Urusan Ruh adalah bukan urusan makhluk, tetapi ruh adalah urusan MAHA SEGALA, Dan kumohon Barli, untuk tidak bertanya terlalu jauh mengenai Ruh, karena memang benar benar aku tidak mengetahuinya 

"yang aku tau, aku hanya ditugaskan untuk membuat melodi indah untuk menghibur makhluk baik dan taat kepada MAHA SEGALA sebagaimana nanti disaat ruhnya dipisah dari jasadnya yang keluar dengan lembut seperti keluarnya tetesan air dari mulut kantong air." 

Siapakah nama kakek? Tanyaku

"Namaku adalah Harpaska"

Dahulu aku adalah mentri keindahan dan kerharmonisan alam mimpi, dimana dikala itu raja alam mimpi mempercayaiku sebagai pembuat estetika keindahan melalui melodi, fungsi tatanan melodiku adalah menyuburkan tanah dan menjernihkan air hingga keseimbangan terbangun suasana yang nyaman dan sejahtera di alam mimpi....

"Apakah kakek mengenal raja Bargo?" Tanyaku

Spontan kakek itu terkejut!!! "Darimana kamu tahu nama itu Barli?" ....

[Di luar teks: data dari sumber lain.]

PR #278, opened 2026-09-17
fix(resolve): assigning a variable from a function call erased the type it was declared with

joyful-ii-V-I:
## Defect

Rule 2 records a C++ **assignment** from a call as the variable's type, so that `x = Foo()` types `x`. A constructor call
and a function call are one grammar node, so the record held the callee's last name whatever it was:
`PHI = PHINode::Create( … )` recorded `Create`, `s = GetDBOptionsFromMap( … )` recorded `GetDBOptionsFromMap`, and
`t = llvm::cast<T>( y )` recorded `cast`. Rule 2's flat per-function table tombstones a variable whose records disagree.
So the non-type erased the declared `PHINode *PHI` / `Status s`, and `PHI->addIncoming( … )` / `s.ok()` fell to the
name ladder. On the fixture and on both corpora that ladder usually declines. The same record:

- tombstoned the field use-site index's table (`--uses=Target.count` lost its owner pin);
- made a **member** assigned from a call (`cur = ns::cast<Target>( y )`) read as a local, so Rule 2b refused the member's
  declared type.

graph.h's varType note said such a type "simply never produces a type::method hit". That holds for the narrow but not
for the tombstone. (The comment above `ctorNameNode` also claimed a class-name filter in buildGraph that did not exist.)

## Change

- **ingest** (`ingest_binds.h`): the assignment arm marks its record with `assignedTypeOf` →
  `RawBind` / `Binding::isFromAssignment`.
- **buildGraph** (`resolve.h assignmentNamesNoClass`): drops such a record unless a class of that name exists. It uses the
  class-name set Rule 2c already built, which is now built first (`classNameSet`). The record is dropped from:
  - Rule 2's `varType` table;
  - `collectFieldUseSites`' table;
  - the local-name set that Rules 2b/2c and the external veto read.
- **Declarations are unchanged.** A declaration's callee-read type (`auto t = makeFoo()`) is still recorded. That
  declaration exists with an unrecorded type, and its conflict with a sibling declaration keeps one block's type off
  the other block's calls (arm 48).
- **Format:** the bind record gains one u8.
  - `kCacheVersion` 22 → 23; `kMinBindRecordBytes` 26 → 27; `cachefuzzcheck`'s blob walker reads the new byte.
  - `kParserVer` 99 → **104** with both `quality.h` mirrors. 100–103 are declared by lanes queued ahead (train 2b: 102,
    #276: 103); the landing train assigns the number.
  - `test/qschemetrip.hash` re-pinned, with a RE-PIN LOG entry.
- `graph.h` stays line-neutral above `rankGraphTeleport` (showcase seed).

## Measured

Method: `--pin-census --no-cache`; C rows joined on (caller id, callee, line); main `fe28fd49` vs this branch.

| corpus | sites changing target | bound calls | newly bound | retargeted | lost |
| --- | ---: | ---: | ---: | ---: | ---: |
| rocksdb `0e2801ac3` | 1,871 | +1,562 | 1,544 | 327 | 0 |
| llvm-project `4d5358b1d` | 4,046 | +2,984 | 2,859 | 1,187 | 0 |

On rocksdb, 1,494 of the 1,871 are `Status::ok`.

**Blinded grading.** A seeded sample of 60 (seed 20260917; 25 rocksdb, 35 llvm-project) was graded against source by six
independent readers. Each saw the two answers as A and B, with the order randomised per site; the key was kept outside
the grading directory.

- **51 better:** 39 NONE→RIGHT, 5 WRONG→RIGHT, 4 PARTIAL→RIGHT, 2 NONE→PARTIAL, 1 WRONG→PARTIAL.
- **6 same:** 4 WRONG→WRONG, 2 RIGHT→RIGHT.
- **3 worse.** All three are resolver floors that the erased type had been hiding, not wrong recovered types:
  - rocksdb `Iterator*` narrowing onto the memtable's same-named `Iterator` classes (the floor #248 records);
  - two llvm-project calls where arity picked the wrong overload of the right class (`getFirstInsertionPt`, `StringRef::find`).
- Wilson 95%: better 73.8–91.9%, worse 1.7–13.7%.

**The local-name-set part on its own** (this branch vs a build without that filter): 23 rocksdb and 132 llvm-project
sites. 15 graded: 10 better, 2 same, 3 worse. One worse site is the same-named-class floor (`PHINode`). Two show a floor
this unmasks but does not cause: Rule 2c reads a member named like a class (`std::unique_ptr<ToolOutputFile> OutputFile;
OutputFile->keep()` → vfs `OutputFile::keep`). That is filed as a follow-up.

### Built and rejected

- **Dropping a declaration's callee-read type too.** It moves 89 more llvm-project sites (0 on rocksdb). 15 graded: 11
  better, 2 same, 2 worse (both the same-named-class floor). Rejected on mechanism: it hands one block's written type to a
  sibling block's `auto t = ns::cast<Decoy>( y )`, a precise edge to the wrong class (arm 48 is red on it).
- **Lifting #276's floor (narrowcheck arm 39d, the unqualified `Vec<T>()` constructor spelling).** Tested on a scratch
  composition of #276 `50b97b7b` + this change (never pushed). Reading that spelling moves 245 llvm-project sites: 170
  lost, 0 gained (779 lost without this change); rocksdb 0. The remaining losses are declaration conflicts, e.g.
  `auto *LI = cast<LoadInst>( … )` beside another `LI`, which this change keeps on purpose. **The floor stays.**

## Gates

`test/narrowcheck.sh` gains arms 44–51, with the fixture generated in-gate:

| arm | checks |
| --- | --- |
| 44 | Rule 2 narrow through `t = ns::cast<Target>( y )` |
| 45 | the same through a plain function call |
| 46 | a member assigned from a call keeps Rule 2b |
| 47a / 47b | controls: a class-named assignment still types and still conflicts |
| 48 | a declaration initialised by a call still tombstones a sibling declaration |
| 49 | `--uses=Target.count` pins |
| 50 | census mechanism is receiver-rule |
| 51 | cold == cold == warm |

Red first:

- **main `fe28fd49`:** 44, 45, 46 (`no edge`), 49 (`owner_candidates="2"`), 50 (`NO-CENSUS-ROW`); 47a/47b/48/51 green.
- **Variants of this change** (env toggles in a scratch build, never committed):
  - declarations dropped too → 48 red (`pick@lib/target.h:1`);
  - local-name-set filter off → 46 red;
  - new byte not persisted → 51 red;
  - guard off → 44/45/46/49/50 red.

Results:

- `narrowcheck` ALL PASS (46 rows).
- `qschemetripcheck`, `qextractionkeycheck`, `cacheidentitycheck`, `portablecachecheck`, `cachefuzzcheck`: ALL PASS
  (cachefuzz's ASan sweeps skip locally: no ASan tree, by instruction).
- rocksdb map byte-identical across two cold runs and warm vs cold; `xmllint --noout` clean; the same for this repo's own map.
- `--quality-delta=$(git merge-base origin/main HEAD)..HEAD`: `gating="0"` after 3 acks written through the binary
  (`--ack-only=buildFieldNarrowTables,classNameSet`; the ledger diff is exactly three `+ack` rows). One minor verbosity
  row is left.
- Full suite, `python3 test/pargates.py . ./build/ripwire -j 6` at 379d9faa: `gates=639 pass=636 skip=3 fail=0`. The skips are
  editchecknotecheck, argvdiffcheck and g1freshcheck (no `asan/` tree). The first run, on a binary built before the commit,
  failed `versioncheck` alone (`built_from=fe28fd49e+dirty`): a true positive, fixed by rebuilding at HEAD, then the whole
  suite was re-run.

## Pins moved

- `kCacheVersion` 22 → 23, `kParserVer` 99 → 104, and both `quality.h` mirrors; the train assigns the final number.
- `test/qschemetrip.hash` `72f930b8` → `f7ffb332`.
- `.ripwire_quality_acks` +3.

## Train notes

- `test/narrowcheck.sh`: union arms 26–38 (#268), 39–43 (#276) and 44–51 (this).
- `src/ingest_binds.h`: the `ctorNameNode` comment conflicts with #276's rewrite; keep #276's text and add this lane's
  assignment sentence.
- `kParserVer` / qschemetrip: re-derive on the merged tree.

## Summary by CodeRabbit

- **Bug Fixes**
  - Fixed type resolution for variables assigned from functions, constructors, and factory calls.
  - Prevented function names from being incorrectly treated as types when narrowing fields and local variables.
  - Preserved valid type narrowing for known class-based calls and declaration initializers.
  - Improved handling of conflicting local declarations and field-use analysis.
  - Added coverage for assignment-based narrowing, deterministic results, and cache behavior.


joyful-ii-V-I:
This PR lands through integration train 3 (with #268 and #276), built on train 1b (#277), after an independent review. I labelled it `train-member` and cancelled its full-matrix run: CI is the landing bottleneck right now, and the train PR runs the full matrix on the composed tree.

joyful-ii-V-I:

PR #279, opened 2026-09-17
feat(lsp): Phase 1 --lsp — read-only navigation LSP server over stdio

mpapis:
## What
`--lsp`: a read-only navigation LSP server over stdio — `definition`, `references`,
`documentSymbol` (member variables merged into the outline), workspace symbols, `hover` —
served off the same warm index `--mcp` uses. No second parser, no second process; refuses
`--mcp`/`--listen` (one protocol per stdin) and refuses knobs it would silently ignore.
Hover carries two clickable tiers: **Used at** (the name-matched call-role floor `--uses`
answers with) and **Referenced at** (Ruby constant-load directives).

## Provenance / review note
This work was generated fully by an LLM coding session. I (mpapis) am not fluent enough in
every touched area to personally vouch for its quality and adherence to the standard —
review accordingly. It is an experiment in whether ripwire can be versatile: not only MCP
for AI agents, but LSP for IDEs.

The experiment already paid for itself in a side effect: exercising the server against a
Rails app exposed weaknesses in **Ruby call-site extraction**. (1) Constant references like
`include Foo` exist only as `Include.isSymbolic` load directives, never as call edges;
(2) identifiers in argument position are not extracted as calls at all — `Result.new(
total_price, [])` on line 13 of a file defining `total_price` on line 18 yields
`--uses=total_price` → `count="0"` while the file names the method twice. Every Ruby
uses-count is a floor, and hover discloses which table each tier's answer came from. Fixing
extraction would touch the PageRank input and its gates — deliberately out of scope here,
but this is the evidence it deserves its own issue.

## Gate work
- `test/lspcheck.sh` — 16 arms, scripted client speaking real LSP framing (new: use-tier
  asserts; a Ruby fixture asserting clickable `#L` links).
- `test/mcpattrparitycheck.sh` — the analyze twin arm was grading top-200 window
  *membership* instead of dialect parity; now pinned to a 10-row whole-shown fixture with a
  non-vacuity guard.
- Design record `docs/LSP.md` (D7 covers the tiers); CHANGELOG updated.

## Evidence
- Full suite: 633 gates green under correct preconditions (the 4 DAC-premise gates pass as
  uid 1000 — environment artifact, not defect). macOS/ASAN PR legs per ci.yml.
- ASAN clean: full-tree and a live `--lsp` dialog. Determinism: byte-identical reruns;
  `xmllint` OK. `quality_delta`: gating 0 (advisories: new-symbol cx 22 / params 7; one
  dead-code report on a macro-dispatched trait method is a false positive).
- Hover latency 11–14 ms on a 2,046-file repo.

## Known floors
`Used at` is name-matched and call-role only; `Referenced at` tail-matches after `::`
(Zeitwerk-style) and renders only when non-empty; unsaved buffers are absent. All labelled
in place.

## Summary by CodeRabbit

- **New Features**
  - Added a read-only `--lsp` navigation server over standard input/output.
  - Supports definitions, references, document symbols, workspace symbols, and hover information.
  - Uses saved index data with UTF-8 positions and includes merged member fields in document outlines.
  - Rejects incompatible combinations with `--mcp`, `--listen`, and query-budget options.

- **Documentation**
  - Added LSP usage and design documentation, including command references and verification guidance.
  - Updated long-flag counts and related presentation materials.

- **Tests**
  - Added end-to-end coverage for LSP protocol behavior, navigation results, lifecycle handling, and transport restrictions.


joyful-ii-V-I:
Thanks for this, @mpapis, and for being upfront that an LLM wrote it; that made it easy to review on the merits. We put `--lsp` through an adversarial pass, and nothing crashed, hung, or read a byte outside the indexed root. The pass covered:
- path traversal through absolute paths, `..` segments, a symlink planted out of the root, and percent-encoding;
- `Content-Length` values that were negative, non-numeric, missing, oversized, duplicated or flooded;
- a dozen malformed JSON-RPC shapes.

Three things stood out as the right calls:
- **`lspFindFile`** matches the client's URI against a path that's already indexed and never opens the raw string. That's exactly the shape a server like this needs.
- **Reusing `mcpjson.h`'s parser** and the house resolvers, instead of a second copy of either.
- **Hover discloses** that its call rows are a name-matched floor. The Ruby `Referenced at` tier is a genuinely useful addition.

This is ready to land. It goes in with our next integration train, where we reconcile the shared pins (gate count, CHANGELOG). Please don't rebase. We'll add three small maintainer follow-ups on top, and your commits stay as they are:
1. Fold a few of those framing and traversal cases into `test/lspcheck.sh`, so this hardening stays proven in CI.
2. Reconcile the arm count, which reads 14 in the gate and 15/16 in CHANGELOG and docs.
3. Disclose the `workspace/symbol` 20-row cap. LSP has no truncation field there, so it'll likely go through `window/logMessage` or a raised cap.

A great first step onto the editor surface.

joyful-ii-V-I:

"Aku belum pernah bertemu dengannya kek.. Tapi aku berteman dengan anaknya putri Carla"....

Serentak kakek itu membungkukan badanya memberi tanda hormat setelah mendengar nama putri Carla...

"Dimana putri Carla sekarang berada?" Tanya kakek itu...

"Sejauh saat aku berpisah dengannya, putri Carla berada di alam theta 1", 

"Bagaimana ia bisa memasuki alam mimpi ??' tanya Harpaska kepadaku

"Aku belum tau pasti, tetapi ia pernah mengatakan bahwa aku adalah kunci untuk menuju semua gerbang alam mimpi"

"Ia ingin mencari ayahnya raja Bargo yang katanya berada di alam theta 7"

 "Sementara gerbang alam theta 7 sudah tidak diketahui keberadaannya."..

"Apakah kakek bisa memberikan informasi tentang keberadaan alam theta 7?"